■ EXERCISE OBJECTIVE:
Scan the data for "input" and copy the lines it appears in.

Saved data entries
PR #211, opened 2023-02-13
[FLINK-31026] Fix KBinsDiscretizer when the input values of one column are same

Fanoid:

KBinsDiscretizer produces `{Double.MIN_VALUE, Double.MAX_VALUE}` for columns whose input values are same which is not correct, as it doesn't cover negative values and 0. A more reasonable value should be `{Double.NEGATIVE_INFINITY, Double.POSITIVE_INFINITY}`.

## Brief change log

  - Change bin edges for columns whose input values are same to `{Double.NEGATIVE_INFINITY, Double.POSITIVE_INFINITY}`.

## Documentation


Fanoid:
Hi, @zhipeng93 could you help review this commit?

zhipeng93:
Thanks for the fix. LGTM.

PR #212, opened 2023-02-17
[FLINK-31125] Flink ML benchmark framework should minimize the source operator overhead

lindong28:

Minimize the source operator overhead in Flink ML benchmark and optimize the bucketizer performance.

■ RESULT FOR THIS TASK:
[FLINK-31026] Fix KBinsDiscretizer when the input values of one column are same
KBinsDiscretizer produces `{Double.MIN_VALUE, Double.MAX_VALUE}` for columns whose input values are same which is not correct, as it doesn't cover negative values and 0. A more reasonable value should be `{Double.NEGATIVE_INFINITY, Double.POSITIVE_INFINITY}`.
  - Change bin edges for columns whose input values are same to `{Double.NEGATIVE_INFINITY, Double.POSITIVE_INFINITY}`.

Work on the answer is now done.